Stephen Whitlock, director of the IRS Whistleblower Office, on January 25 acknowledged a generally skeptical attitude of IRS employees toward the section 7623 whistleblower award program but said the program has strong support among senior Service executives.

The IRS in the past has been accused of not being supportive of the whistleblower program and of being slow to pay out awards. But Whitlock pointed to the payment of a $104 million award to former UBS banker Bradley Birkenfeld as evidence that when an informant’s case is supported by the law and facts, the IRS will not hesitate to make a section 7623(b) payment, regardless of the amount. Whitlock spoke at the Administrative Practice session of the American Bar Association Section of Taxation meeting in Orlando, Fla. (Prior coverage.)

Whitlock said that the existing backlog of whistleblower cases is the result of other IRS functions engaging in examinations and that his office acts quickly once award determinations come in for a decision. Information provided by whistleblowers is helpful when IRS resources are being stretched thin and compliance functions curtailed, he said.

Referring to recent proposed regulations (REG-141066-09) that define what constitutes “proceeds based on” to describe how information provided to the IRS may ultimately result in a whistleblower award, Whitlock said his office conducts intense factual development to understand how information provided in a claim relates to actions that ultimately lead to recovery of unpaid taxes. There “must be a meaningful relationship” between the information that the informant supplies and the issues that the IRS pursues, he said. (Prior coverage.)

Whistleblowers “don’t get a patent on the IRS audit guide” simply by filing a claim concerning questionable transactions, Whitlock said. “We look pretty carefully at what the audit plan was before, what was in the audit plan later, what the IDRs [information document requests] were, what the timing of the IDRs were — it gets pretty murky sometimes,” he said.

Whitlock said the IRS is adamant in its position that only Title 26 tax proceeds can be the basis for an award payment. (Prior coverage.)

Alexandra Minkovich, attorney-adviser, Treasury Office of Tax Legislative Counsel, said that whistleblowers who are considered to have planned and initiated a transaction underlying their claim face the possibility of a reduced award amount. But the IRS has set a high bar regarding who is considered to have planned and initiated a transactionbecause there are many individuals involved in the structuring, she said.

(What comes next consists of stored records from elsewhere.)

Issue #1103, opened 2021-11-09
Nameservers from DHCP clobber the `CONTROL_PLANE_NODE_NAMESERVERS` or `WORKER_NODE_NAMESERVERS` settings


flawedmatrix:
**Bug description**

 In https://github.com/vmware-tanzu/tanzu-framework/issues/238 the ability to configure custom nameservers for the Control Plane/Worker nodes was added to tanzu-framework, but although the nameservers to get threaded to the Kubernetes nodes, they do not appear to work in certain cases. For instance, if a nameserver with a custom DNS entry for `foo.com` is configured in `CONTROL_PLANE_NODE_NAMESERVERS`, then trying to resolve `foo.com` from the Control Plane Node fails.

**Affected product area (please put an X in all that apply)**

- [ ] APIs
- [ ] Addons
- [x] CLI
- [ ] Docs
- [ ] IAM
- [x] Installation
- [ ] Plugin
- [ ] Security
- [ ] Test and Release
- [x] User Experience

**Expected behavior**
It is expected that in the provided example, resolving `foo.com` from the Control Plane Node should succeed.

**Steps to reproduce the bug**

“We didn’t think it was appropriate to reduce the award at anything other than the highest levels of folks who really played a critical role in planning the transaction,” Minkovich said.

Gregory S. Lynam of the Ferraro Law Firm said that the Birkenfeld award is a precursor to the IRS making more award payments and that it has increased public interest in the program. According to Lynam, the promise of anonymity is key to making the program successful because individuals must feel confident that the government will protect their identities.

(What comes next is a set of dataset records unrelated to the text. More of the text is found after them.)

PR #1105, opened 2021-11-09
Makefile: Use specific versions of controller-gen and kustomize

randomvariable:

Instead of using controller-gen that is in someone's go bin directory or on path, compile and use a local copy from hack/tools/bin. This mirrors what happens upstream in Cluster API, and ensures consistency of generated files.

Fixes #

### Release note

```release-note
NONE
```

### PR Checklist


Makefile
```diff
@@ -148,25 +150,10 @@ manifests: controller-gen ## Generate manifests e.g. CRD, RBAC etc.
 generate-go: $(COUNTERFEITER) ## Generate code via go generate.
 	PATH=$(abspath hack/tools/bin):$(PATH) go generate ./...
 
-generate: controller-gen ## Generate code via controller-gen
+generate: tools ## Generate code via controller-gen
 	$(CONTROLLER_GEN) object:headerFile="hack/boilerplate.go.txt",year=$(shell date +%Y) paths="./..."
 	$(MAKE) fmt
 
-controller-gen: ## Download controller-gen
```
rajathagasthya, line 155: Should we remove this from the other Makefiles in this repo? Maybe as part of a followup PR?

randomvariable: Let's do as a follow up and create an issue. Think it might need a bigger refactoring, and realistically not going to have time this week. This PR at least stopped all the main manifests being regenerated with the wrong controller-gen version when i changed a core package in another PR.

imikushin (approved):
LGTM. Thank you!

timothysc:
@randomvariable is this out of date?

Makefile
randomvariable: Removed the other ones as per zoom call.

randomvariable:
@timothysc  this is definitely needed as the developer experience relies on correct versions of binaries being installed in the user's path, this ensures the version we want is always used, and has build caching for the tooling.

randomvariable:
I don't know why the linter is failing. `make lint` works fine locally.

Whitlock agreed that identity protection is an important goal for the IRS, noting that the government will move quickly to take action if protected taxpayer information is released.

Regarding whistleblowers who are denied an award, Whitlock said the IRS is seeking balance in helping them understand why a claim was denied while also protecting a taxpayer’s return information. The IRS’s proposed administrative processes for communicating information regarding denial of an award claim will help bring closure to informants who are simply wanting to be brought into the loop, Lynam said.

Eli Dicker, executive director of the Tax Executives Institute, said that whistleblowers might have a variety of motivations for deciding to divulge company information to the IRS. Tax advisers might start to guess that a whistleblower is involved when the quality of IDRs drastically improves or a new range of tax issues arises in audit that is quitedifferent from those in past examinations, he said.